Task instructions
Begin at the line that contains "(diff shortened: 1 of 3 files shown)" and repeat every line from there to the end of the records below, inclusive, without adding any other line.

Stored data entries
PR #122, opened 2022-05-12
Correct Handshake race condition

AgeManning:
Attempt to handle issues raised by @ackintosh here: https://github.com/ackintosh/test-plan-discv5/pull/13#issuecomment-1120430861

From what I can tell it seems we attempt new handshakes even when one is underway. 

To address this, I think we can prevent sending messages if we are awaiting a challenge response. We wait for either the response, or a timeout before sending the message and optionally establishing a new session. 

This way, it should work the first go, and we don't have to increment the number of retries.

@ackintosh - Could you check to see if this PR resolves your issue. (Sorry for the delay, have a few things going on).

### DIFF
--- a/src/handler/mod.rs
+++ b/src/handler/mod.rs
@@ -24,7 +24,7 @@
 //!
 //! Requests from the application layer can be made via the receive channel using a [`HandlerIn`].
 //! Responses from the application layer can be made via the receive channel using a [`HandlerIn`].
-//! Messages from the a node on the network come by [`Socket`] and get the form of a [`HandlerOut`]
+//! Messages from a node on the network come by [`Socket`] and get the form of a [`HandlerOut`]
 //! and can be forwarded to the application layer via the send channel.
 use crate::{
     config::Discv5Config,
@@ -540,14 +540,11 @@ impl Handler {
             return;
         }
 
-        // Ignore this request if the session is already established
-        if self.sessions.get(&node_address).is_some() {
-            trace!(
-                "Session already established. WHOAREYOU not sent to {}",
-                node_address
-            );
-            return;
-        }
+        // NOTE: We do not check if we have an active session here. This was checked before
+        // requesting the ENR from the service. It could be the case we have established a session
+        // in the meantime, we allow this challenge to establish a second session in the event this
+        // race occurs. The nodes will decide amongst themselves which session keys to use (the
+        // most recent).
 
         // It could be the case we have sent an ENR with an active request, however we consider
         // these independent as this is in response to an unknown packet. If the ENR it not in our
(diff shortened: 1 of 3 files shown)


ackintosh:
I've tested with this PR, have observed the issue was happened in the sequence below. 

test-plan_pr13_request-timed-out_with_retry_2

Memo for myself: Testground logs
https://gist.github.com/ackintosh/9d63470429a5e35e23840e24758b5f10

AgeManning:
@ackintosh - Thanks for this. 

Thought a bit more about it and I think we still want to respond to all messages and there's always going to be some race condition if we start setting up a handshake at the same time. 

My current solution is to hold at most two pairs of session keys per session. I've managed to do this without affecting the memory footprint because we were already allocating this size. 

I'm hoping we don't oscillate between keys, I think this solution should be stable that once a pair of nodes fight over initial set of keys they will eventually agree on a set after a few rounds of communication. 

When you get a chance, could you check that this PR now addresses the issue?

ackintosh:
Tested with this PR, the frequency of  the issue has been reduced considerably. Occasionally the following issues occurred.

test-plan_pr13_request-timed-out_with_retry_3

Testground logs: https://gist.github.com/ackintosh/ed33aaeb63ecad7f11f18d454c1c28f8

AgeManning:
Ok cool. Sounds like we're getting closer.

Originally I hadn't planned on allowing two session keys co-exist, so I was preventing these late WHOAREYOUs. In the new context I think it makes sense to send them and allow the second handshake to complete.

I've made that modification. :crossed_fingers: its the last one and all your tests work. ;)

src/handler/mod.rs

Written solution
(diff shortened: 1 of 3 files shown)


ackintosh:
I've tested with this PR, have observed the issue was happened in the sequence below. 

test-plan_pr13_request-timed-out_with_retry_2

Memo for myself: Testground logs
https://gist.github.com/ackintosh/9d63470429a5e35e23840e24758b5f10

AgeManning:
@ackintosh - Thanks for this. 

Thought a bit more about it and I think we still want to respond to all messages and there's always going to be some race condition if we start setting up a handshake at the same time. 

My current solution is to hold at most two pairs of session keys per session. I've managed to do this without affecting the memory footprint because we were already allocating this size. 

I'm hoping we don't oscillate between keys, I think this solution should be stable that once a pair of nodes fight over initial set of keys they will eventually agree on a set after a few rounds of communication. 

When you get a chance, could you check that this PR now addresses the issue?

ackintosh:
Tested with this PR, the frequency of  the issue has been reduced considerably. Occasionally the following issues occurred.

test-plan_pr13_request-timed-out_with_retry_3

Testground logs: https://gist.github.com/ackintosh/ed33aaeb63ecad7f11f18d454c1c28f8

AgeManning:
Ok cool. Sounds like we're getting closer.

Originally I hadn't planned on allowing two session keys co-exist, so I was preventing these late WHOAREYOUs. In the new context I think it makes sense to send them and allow the second handshake to complete.

I've made that modification. :crossed_fingers: its the last one and all your tests work. ;)

src/handler/mod.rs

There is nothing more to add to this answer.